Provided entries:
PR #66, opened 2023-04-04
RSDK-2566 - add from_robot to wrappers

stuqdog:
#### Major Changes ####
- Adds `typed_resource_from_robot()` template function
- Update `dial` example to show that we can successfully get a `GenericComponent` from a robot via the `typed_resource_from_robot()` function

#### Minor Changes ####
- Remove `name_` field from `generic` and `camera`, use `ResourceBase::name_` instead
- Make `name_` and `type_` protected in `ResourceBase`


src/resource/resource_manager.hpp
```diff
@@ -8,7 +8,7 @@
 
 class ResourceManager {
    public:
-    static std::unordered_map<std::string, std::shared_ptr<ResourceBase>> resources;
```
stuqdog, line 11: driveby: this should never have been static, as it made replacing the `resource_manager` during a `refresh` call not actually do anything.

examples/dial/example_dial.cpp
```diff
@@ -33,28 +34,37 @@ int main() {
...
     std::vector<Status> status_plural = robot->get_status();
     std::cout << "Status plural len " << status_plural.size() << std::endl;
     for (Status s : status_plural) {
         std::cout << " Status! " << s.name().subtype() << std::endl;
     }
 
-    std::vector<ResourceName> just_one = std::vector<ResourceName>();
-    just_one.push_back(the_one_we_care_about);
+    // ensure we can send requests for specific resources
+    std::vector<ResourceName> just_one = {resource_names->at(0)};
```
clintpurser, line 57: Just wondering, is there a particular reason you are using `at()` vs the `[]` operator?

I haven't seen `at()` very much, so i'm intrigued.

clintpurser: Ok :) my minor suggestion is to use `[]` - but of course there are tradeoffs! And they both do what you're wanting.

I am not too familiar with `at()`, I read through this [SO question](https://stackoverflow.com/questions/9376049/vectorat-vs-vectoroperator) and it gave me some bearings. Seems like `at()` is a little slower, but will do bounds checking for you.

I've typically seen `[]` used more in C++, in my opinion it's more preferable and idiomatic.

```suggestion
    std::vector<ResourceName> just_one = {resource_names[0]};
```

---

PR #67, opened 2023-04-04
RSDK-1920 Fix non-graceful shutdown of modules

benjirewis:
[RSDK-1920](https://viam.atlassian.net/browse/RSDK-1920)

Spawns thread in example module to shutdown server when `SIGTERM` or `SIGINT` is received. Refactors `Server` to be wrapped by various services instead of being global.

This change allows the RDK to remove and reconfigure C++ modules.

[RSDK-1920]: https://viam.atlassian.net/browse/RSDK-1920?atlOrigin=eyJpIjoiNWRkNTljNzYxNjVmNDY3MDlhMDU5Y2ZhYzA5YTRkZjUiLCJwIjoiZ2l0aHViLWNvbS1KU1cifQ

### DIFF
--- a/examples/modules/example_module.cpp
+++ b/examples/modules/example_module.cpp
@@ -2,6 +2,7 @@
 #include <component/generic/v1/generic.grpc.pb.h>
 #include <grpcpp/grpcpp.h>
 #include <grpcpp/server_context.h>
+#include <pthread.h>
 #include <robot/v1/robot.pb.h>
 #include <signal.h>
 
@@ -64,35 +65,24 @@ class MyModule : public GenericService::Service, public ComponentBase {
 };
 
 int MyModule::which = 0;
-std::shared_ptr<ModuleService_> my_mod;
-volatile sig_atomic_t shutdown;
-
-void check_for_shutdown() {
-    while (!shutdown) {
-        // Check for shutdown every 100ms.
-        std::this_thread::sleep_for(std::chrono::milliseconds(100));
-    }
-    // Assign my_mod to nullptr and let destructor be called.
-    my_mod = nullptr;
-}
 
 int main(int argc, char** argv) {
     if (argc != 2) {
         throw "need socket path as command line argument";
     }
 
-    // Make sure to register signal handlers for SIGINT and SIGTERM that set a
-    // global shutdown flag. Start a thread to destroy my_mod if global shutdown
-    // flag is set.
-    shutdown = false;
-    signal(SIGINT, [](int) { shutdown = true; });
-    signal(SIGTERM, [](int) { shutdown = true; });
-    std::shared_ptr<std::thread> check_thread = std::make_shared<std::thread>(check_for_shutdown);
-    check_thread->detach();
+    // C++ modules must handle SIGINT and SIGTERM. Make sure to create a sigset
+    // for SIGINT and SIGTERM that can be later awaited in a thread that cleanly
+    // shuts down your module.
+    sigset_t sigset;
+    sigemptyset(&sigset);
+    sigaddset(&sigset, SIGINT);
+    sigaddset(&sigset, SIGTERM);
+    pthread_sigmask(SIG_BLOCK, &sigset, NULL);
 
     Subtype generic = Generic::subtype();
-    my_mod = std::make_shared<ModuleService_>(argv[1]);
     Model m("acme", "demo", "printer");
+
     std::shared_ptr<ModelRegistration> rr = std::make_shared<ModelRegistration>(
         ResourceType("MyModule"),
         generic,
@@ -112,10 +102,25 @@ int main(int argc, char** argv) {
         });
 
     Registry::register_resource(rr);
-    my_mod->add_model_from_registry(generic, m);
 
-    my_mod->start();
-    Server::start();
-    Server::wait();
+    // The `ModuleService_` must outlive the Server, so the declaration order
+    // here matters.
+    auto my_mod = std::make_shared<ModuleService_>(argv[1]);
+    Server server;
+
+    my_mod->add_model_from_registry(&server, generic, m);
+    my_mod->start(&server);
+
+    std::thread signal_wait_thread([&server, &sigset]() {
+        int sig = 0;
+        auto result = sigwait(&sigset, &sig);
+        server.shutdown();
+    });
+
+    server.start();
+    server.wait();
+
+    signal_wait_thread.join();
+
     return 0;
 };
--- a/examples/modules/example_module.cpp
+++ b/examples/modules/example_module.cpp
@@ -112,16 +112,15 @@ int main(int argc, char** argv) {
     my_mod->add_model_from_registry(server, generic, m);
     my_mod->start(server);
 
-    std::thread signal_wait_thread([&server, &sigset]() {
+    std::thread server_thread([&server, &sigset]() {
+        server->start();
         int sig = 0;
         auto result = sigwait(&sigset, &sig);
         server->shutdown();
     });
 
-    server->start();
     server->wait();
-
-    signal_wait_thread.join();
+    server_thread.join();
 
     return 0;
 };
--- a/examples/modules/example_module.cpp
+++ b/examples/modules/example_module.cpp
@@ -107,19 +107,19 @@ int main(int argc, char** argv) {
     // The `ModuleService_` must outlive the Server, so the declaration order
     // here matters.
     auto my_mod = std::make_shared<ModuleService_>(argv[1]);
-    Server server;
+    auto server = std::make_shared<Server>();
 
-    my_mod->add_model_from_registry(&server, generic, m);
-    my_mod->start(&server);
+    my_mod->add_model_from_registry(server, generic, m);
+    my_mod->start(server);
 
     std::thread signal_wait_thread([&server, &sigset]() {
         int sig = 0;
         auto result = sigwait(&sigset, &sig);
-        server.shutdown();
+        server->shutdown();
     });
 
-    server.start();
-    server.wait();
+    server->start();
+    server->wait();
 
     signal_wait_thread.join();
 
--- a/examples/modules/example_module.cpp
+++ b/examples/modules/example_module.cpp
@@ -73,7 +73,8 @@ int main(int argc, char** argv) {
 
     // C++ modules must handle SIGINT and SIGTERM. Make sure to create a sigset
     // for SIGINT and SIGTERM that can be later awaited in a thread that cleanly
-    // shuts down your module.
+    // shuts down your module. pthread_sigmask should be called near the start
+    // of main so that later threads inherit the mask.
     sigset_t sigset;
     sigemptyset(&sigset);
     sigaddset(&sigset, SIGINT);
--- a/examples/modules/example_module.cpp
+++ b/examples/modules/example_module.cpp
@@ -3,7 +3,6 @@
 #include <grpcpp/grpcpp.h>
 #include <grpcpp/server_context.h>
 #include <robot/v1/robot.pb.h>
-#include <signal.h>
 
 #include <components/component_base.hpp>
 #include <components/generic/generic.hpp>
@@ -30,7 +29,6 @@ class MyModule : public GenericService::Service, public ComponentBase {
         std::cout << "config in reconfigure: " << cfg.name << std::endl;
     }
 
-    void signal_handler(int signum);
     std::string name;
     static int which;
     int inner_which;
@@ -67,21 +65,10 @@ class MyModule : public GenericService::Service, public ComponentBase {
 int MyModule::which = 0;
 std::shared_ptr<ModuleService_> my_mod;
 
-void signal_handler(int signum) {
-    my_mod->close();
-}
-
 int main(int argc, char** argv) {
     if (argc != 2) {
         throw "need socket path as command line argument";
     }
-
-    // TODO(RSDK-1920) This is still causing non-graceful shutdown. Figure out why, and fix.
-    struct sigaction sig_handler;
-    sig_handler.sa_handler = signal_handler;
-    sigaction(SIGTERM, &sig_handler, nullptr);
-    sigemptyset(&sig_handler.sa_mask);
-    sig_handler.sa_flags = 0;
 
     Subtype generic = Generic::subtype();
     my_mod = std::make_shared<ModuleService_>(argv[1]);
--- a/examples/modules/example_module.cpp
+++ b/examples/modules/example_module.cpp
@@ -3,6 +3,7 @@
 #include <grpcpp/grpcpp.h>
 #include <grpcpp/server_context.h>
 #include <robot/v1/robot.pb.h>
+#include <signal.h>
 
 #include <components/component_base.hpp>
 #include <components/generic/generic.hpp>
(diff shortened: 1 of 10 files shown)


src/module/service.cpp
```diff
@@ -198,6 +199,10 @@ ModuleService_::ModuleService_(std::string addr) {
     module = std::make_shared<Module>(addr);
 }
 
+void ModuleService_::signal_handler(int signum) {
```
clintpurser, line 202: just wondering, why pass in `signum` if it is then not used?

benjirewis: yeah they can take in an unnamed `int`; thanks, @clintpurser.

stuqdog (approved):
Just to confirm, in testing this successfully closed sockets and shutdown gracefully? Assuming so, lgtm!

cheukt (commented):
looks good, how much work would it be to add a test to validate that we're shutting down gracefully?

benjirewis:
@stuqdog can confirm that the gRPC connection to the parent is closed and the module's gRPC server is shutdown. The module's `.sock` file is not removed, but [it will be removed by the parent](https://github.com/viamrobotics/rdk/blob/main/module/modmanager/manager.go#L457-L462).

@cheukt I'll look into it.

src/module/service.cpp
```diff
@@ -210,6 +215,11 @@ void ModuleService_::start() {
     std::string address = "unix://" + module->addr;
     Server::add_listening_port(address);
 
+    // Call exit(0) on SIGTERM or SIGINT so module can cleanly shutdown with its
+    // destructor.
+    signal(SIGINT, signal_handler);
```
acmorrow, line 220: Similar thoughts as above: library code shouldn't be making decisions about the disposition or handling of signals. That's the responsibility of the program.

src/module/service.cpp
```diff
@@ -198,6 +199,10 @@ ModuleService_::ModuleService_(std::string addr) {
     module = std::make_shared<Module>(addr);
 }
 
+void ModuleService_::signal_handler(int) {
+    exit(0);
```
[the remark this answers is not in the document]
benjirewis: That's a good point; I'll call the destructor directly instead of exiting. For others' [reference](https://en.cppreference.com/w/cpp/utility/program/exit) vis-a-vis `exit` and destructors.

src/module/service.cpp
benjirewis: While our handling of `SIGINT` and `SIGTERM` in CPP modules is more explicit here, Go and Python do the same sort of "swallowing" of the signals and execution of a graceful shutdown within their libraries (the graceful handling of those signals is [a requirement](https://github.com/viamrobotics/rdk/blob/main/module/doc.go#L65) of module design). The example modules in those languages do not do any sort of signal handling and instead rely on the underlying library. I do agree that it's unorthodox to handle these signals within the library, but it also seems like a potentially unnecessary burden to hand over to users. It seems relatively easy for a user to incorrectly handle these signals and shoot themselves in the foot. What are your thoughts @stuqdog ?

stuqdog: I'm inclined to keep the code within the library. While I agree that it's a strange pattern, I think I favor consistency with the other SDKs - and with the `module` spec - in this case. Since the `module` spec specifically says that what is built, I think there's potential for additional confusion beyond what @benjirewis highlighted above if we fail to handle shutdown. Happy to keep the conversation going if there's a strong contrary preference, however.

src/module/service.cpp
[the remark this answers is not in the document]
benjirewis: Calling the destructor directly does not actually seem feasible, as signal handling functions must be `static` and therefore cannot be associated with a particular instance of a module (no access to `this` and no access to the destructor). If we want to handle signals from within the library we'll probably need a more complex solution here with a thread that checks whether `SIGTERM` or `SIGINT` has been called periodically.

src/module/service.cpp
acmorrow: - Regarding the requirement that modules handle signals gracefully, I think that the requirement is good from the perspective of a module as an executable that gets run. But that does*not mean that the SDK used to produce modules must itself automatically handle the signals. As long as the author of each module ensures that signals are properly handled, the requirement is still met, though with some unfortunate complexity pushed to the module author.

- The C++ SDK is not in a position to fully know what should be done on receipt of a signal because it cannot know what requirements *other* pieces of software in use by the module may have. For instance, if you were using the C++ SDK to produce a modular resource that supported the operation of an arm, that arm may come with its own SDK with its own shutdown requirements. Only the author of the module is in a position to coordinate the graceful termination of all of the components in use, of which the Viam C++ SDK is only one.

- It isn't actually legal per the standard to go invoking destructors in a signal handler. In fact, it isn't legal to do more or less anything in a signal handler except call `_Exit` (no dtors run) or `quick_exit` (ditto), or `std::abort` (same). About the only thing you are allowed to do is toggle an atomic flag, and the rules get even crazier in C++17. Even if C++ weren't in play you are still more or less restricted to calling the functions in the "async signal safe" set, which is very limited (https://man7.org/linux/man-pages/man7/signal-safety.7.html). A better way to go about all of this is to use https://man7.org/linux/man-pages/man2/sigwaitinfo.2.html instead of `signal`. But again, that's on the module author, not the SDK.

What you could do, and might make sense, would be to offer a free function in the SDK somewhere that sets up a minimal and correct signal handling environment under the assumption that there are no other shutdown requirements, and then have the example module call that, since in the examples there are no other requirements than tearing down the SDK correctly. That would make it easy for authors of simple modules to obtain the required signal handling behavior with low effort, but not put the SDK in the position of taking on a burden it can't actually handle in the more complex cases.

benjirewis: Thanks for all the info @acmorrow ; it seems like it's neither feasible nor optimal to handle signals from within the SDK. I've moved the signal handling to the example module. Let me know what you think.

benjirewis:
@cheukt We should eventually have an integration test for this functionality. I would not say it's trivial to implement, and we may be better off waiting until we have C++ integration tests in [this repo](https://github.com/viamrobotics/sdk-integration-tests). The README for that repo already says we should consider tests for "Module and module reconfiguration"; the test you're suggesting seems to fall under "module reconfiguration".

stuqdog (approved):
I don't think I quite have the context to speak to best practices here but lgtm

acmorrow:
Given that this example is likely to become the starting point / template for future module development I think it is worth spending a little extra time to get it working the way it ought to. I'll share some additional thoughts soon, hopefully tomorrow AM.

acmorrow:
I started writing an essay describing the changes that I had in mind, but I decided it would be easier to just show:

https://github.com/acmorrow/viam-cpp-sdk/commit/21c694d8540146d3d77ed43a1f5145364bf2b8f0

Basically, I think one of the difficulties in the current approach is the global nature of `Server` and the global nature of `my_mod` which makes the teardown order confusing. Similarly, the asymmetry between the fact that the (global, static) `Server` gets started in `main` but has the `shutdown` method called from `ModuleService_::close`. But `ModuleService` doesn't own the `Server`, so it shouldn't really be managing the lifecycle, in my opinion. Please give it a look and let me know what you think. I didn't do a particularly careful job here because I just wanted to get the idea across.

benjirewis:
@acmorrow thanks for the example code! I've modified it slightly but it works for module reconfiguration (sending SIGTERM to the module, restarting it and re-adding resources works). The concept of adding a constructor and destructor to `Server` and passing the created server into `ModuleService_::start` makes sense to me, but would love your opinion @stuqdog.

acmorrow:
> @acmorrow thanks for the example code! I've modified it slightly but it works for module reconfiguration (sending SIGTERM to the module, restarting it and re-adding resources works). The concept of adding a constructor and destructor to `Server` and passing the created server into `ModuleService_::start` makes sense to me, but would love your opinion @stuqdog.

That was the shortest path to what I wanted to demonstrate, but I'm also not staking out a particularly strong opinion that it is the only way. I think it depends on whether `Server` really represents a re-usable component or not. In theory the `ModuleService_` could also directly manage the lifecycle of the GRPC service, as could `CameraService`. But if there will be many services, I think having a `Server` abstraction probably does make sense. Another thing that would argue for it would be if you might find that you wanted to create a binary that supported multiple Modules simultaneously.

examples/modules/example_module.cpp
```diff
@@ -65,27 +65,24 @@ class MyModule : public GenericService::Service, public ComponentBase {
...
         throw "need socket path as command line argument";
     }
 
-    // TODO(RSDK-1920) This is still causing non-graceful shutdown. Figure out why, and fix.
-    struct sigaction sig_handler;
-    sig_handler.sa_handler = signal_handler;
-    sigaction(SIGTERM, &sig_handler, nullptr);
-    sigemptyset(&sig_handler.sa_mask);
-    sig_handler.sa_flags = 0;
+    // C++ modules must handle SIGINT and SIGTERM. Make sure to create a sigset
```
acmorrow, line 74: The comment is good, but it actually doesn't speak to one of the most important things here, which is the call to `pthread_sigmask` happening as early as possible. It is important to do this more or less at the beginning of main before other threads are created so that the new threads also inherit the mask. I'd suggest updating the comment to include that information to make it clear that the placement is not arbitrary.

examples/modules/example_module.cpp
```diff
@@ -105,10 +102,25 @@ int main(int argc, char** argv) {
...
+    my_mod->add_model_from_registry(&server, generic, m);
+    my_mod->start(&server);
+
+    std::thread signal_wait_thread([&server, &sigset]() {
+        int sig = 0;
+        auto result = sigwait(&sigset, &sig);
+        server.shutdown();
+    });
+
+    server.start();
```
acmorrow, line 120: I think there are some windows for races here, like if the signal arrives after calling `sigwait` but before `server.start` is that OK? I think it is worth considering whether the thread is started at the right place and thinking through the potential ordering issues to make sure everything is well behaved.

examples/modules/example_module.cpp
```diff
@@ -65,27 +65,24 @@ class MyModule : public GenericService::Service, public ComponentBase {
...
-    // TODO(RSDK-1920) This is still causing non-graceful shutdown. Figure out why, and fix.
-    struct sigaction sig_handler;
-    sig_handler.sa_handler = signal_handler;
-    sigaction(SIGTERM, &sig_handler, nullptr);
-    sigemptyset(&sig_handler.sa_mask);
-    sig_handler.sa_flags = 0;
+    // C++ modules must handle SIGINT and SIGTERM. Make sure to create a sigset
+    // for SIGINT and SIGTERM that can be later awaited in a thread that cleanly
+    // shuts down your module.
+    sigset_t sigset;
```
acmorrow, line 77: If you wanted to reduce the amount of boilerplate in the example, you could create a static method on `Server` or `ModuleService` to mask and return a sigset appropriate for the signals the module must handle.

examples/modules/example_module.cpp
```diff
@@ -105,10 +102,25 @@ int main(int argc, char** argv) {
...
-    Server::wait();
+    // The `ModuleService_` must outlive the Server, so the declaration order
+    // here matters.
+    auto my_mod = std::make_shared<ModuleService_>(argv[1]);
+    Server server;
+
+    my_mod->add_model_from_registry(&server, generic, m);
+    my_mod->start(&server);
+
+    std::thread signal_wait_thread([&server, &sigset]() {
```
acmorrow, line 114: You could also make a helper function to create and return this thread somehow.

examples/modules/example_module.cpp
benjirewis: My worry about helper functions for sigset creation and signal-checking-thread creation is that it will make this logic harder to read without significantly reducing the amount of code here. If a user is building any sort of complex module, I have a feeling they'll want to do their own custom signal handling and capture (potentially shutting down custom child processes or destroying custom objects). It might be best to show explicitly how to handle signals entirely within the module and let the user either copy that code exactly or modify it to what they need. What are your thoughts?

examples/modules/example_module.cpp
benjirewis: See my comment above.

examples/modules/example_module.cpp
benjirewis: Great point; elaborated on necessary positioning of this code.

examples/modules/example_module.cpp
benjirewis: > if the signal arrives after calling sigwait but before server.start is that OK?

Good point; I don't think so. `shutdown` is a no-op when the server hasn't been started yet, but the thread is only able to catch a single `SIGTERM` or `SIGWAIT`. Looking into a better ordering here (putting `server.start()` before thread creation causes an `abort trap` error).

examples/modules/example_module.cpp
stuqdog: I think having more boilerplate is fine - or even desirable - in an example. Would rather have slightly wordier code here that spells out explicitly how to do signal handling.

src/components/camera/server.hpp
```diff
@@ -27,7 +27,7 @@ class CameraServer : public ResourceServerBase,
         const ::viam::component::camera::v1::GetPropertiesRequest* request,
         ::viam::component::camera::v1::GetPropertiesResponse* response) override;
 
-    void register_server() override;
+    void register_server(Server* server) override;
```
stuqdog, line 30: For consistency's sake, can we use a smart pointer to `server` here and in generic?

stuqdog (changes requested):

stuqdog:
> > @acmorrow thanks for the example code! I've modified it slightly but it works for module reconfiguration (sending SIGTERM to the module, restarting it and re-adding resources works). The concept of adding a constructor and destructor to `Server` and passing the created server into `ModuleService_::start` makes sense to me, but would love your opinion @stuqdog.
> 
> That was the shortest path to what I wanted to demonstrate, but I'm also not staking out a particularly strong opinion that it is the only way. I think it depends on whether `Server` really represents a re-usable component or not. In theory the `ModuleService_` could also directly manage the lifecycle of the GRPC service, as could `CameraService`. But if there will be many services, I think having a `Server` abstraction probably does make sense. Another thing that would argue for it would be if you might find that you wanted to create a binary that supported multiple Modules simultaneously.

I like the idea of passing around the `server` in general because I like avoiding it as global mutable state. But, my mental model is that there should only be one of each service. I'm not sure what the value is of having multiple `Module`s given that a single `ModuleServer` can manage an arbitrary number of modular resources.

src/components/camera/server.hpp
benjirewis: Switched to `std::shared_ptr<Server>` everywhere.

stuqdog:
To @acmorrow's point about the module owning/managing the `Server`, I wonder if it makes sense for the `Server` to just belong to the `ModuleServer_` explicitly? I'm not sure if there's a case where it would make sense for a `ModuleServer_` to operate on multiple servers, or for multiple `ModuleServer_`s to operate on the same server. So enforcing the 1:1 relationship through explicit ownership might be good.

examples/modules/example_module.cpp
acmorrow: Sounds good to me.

Action item: Could you restate word for word the lines above from the one containing "PR #66, opened 2023-04-04" through the one containing "I haven't seen", both included, and nothing else?

Solution to the exercise:
PR #66, opened 2023-04-04
RSDK-2566 - add from_robot to wrappers

stuqdog:
#### Major Changes ####
- Adds `typed_resource_from_robot()` template function
- Update `dial` example to show that we can successfully get a `GenericComponent` from a robot via the `typed_resource_from_robot()` function

#### Minor Changes ####
- Remove `name_` field from `generic` and `camera`, use `ResourceBase::name_` instead
- Make `name_` and `type_` protected in `ResourceBase`


src/resource/resource_manager.hpp
```diff
@@ -8,7 +8,7 @@
 
 class ResourceManager {
    public:
-    static std::unordered_map<std::string, std::shared_ptr<ResourceBase>> resources;
```
stuqdog, line 11: driveby: this should never have been static, as it made replacing the `resource_manager` during a `refresh` call not actually do anything.

examples/dial/example_dial.cpp
```diff
@@ -33,28 +34,37 @@ int main() {
...
     std::vector<Status> status_plural = robot->get_status();
     std::cout << "Status plural len " << status_plural.size() << std::endl;
     for (Status s : status_plural) {
         std::cout << " Status! " << s.name().subtype() << std::endl;
     }
 
-    std::vector<ResourceName> just_one = std::vector<ResourceName>();
-    just_one.push_back(the_one_we_care_about);
+    // ensure we can send requests for specific resources
+    std::vector<ResourceName> just_one = {resource_names->at(0)};
```
clintpurser, line 57: Just wondering, is there a particular reason you are using `at()` vs the `[]` operator?

I haven't seen `at()` very much, so i'm intrigued.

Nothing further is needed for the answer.